En el Sermón de la Montaña, Nuestro Señor promete el Cielo a aquellos que practicaren la virtud y el bien en este mundo. Los santos que ya se encuentran en el Paraíso nos precedieron en nuestra Patria definitiva y desde allí, interceden en nuestro favor junto a los Sagrados Corazones de Jesús y de María.
Composición de lugar:
Hagamos nuestra composición de lugar imaginando Nuestro Señor en lo alto de una colina. A sus pies, se extienden verdes praderas, donde crecen lirios y flores silvestres. Mas adelantes, se avista el bonito Mar de Galilea. Nuestro Señor comienza a hablar. Una gran multitud lo escucha con atención y encanto.
Oración preparatoria:
Padre nuestro, Ave María y Gloria.
Evangelio de San Mateo (5,1 y ss)
“1 Al ver Jesús el gentío, subió al monte, se sentó y se acercaron sus discípulos; 2 y, abriendo su boca, les enseñaba diciendo: «Bienaventurados los pobres en el espíritu, porque de ellos es el reino de los cielos. 4 Bienaventurados los mansos, porque ellos heredarán la tierra. 5 Bienaventurados los que lloran, porque ellos serán consolados. 6 Bienaventurados los que tienen hambre y sed de la justicia, porque ellos quedarán saciados. 7 Bienaventurados los misericordiosos, porque ellos alcanzarán misericordia. 8 Bienaventurados los limpios de corazón, porque ellos verán a Dios. 9 Bienaventurados los que trabajan por la paz, porque ellos serán llamados hijos de Dios. 10 Bienaventurados los perseguidos por causa de la justicia, porque de ellos es el reino de los cielos.”
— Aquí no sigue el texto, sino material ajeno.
PR #6917, opened 2024-12-06
[lexical-list] Bug Fix: Ensure new paragraph node retains selection styling when exiting list

aleksandr-lapushkin:
## Description
- Currently, when exiting a list by pressing enter multiple times, the selection style is lost
- This PR aims to ensure that the current style is retained

### Before
- Go to Playground
- Insert a new list
- Change text style, i.e. font, color or formatting
- Write a few bullet points
- Press enter twice to exit list
- Write more text - this will no longer have the correct styles applied

https://github.com/user-attachments/assets/0d88cf3a-8cff-437f-9ce5-1e6daf53d1bc

### After
- Go to Playground
- Insert a new list
- Change text style, i.e. font, color or formatting
- Write a few bullet points
- Press enter twice to exit list
- Write more text - this will be styled correctly

https://github.com/user-attachments/assets/9d6179c4-7046-438e-b4e2-a62983fb0b68


aleksandr-lapushkin:
Honestly not sure if there's a better way to do this, but seemed reasonable enough 🤷🏻

etrepum (commented):
It would be great if there was a unit and/or e2e test to show that this has the expected result

aleksandr-lapushkin:
> It would be great if there was a unit and/or e2e test to show that this has the expected result

Sure thing! Added an e2e test.

etrepum (approved):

I – Felicidad insondable de los Santos en el Cielo
En la Solemnidad de todos los Santos, la Iglesia celebra la memoria de todos aquellos que ya se encuentran en la bienaventuranza eterna. Allí gozan de la felicidad absoluta, sin ninguna sombra de preocupación o tristeza.
1- Consolación incomparable
Ninguna consolación de esta vida es comparable a la alegría que los santos tienen en el Cielo. Nuestra idea a propósito de felicidad es tan humana que juzgamos, muchas veces poseerla en grado máximo al obtener algo que deseamos mucho. La mera inteligencia del hombre no alcanza la comprensión de la felicidad del Cielo, pues en relación a Dios y las cosas celestiales, somos como hormigas que, andando por la tierra, levantan la cabeza para mirar el vuelo de un águila en el firmamento. Es decir, hay un abismo de diferencia entre nuestros sentimientos terrenos y la felicidad del Paraíso.
Entremos con los ojos de nuestra imaginación en el Cielo –dice San Alfonso María de Ligorio- y vislumbremos las delicias que disfrutan nuestros hermanos santos, incomparables en relación a la mayor felicidad terrena. Alegrémonos con ellos y demos gracias a Dios en su nombre.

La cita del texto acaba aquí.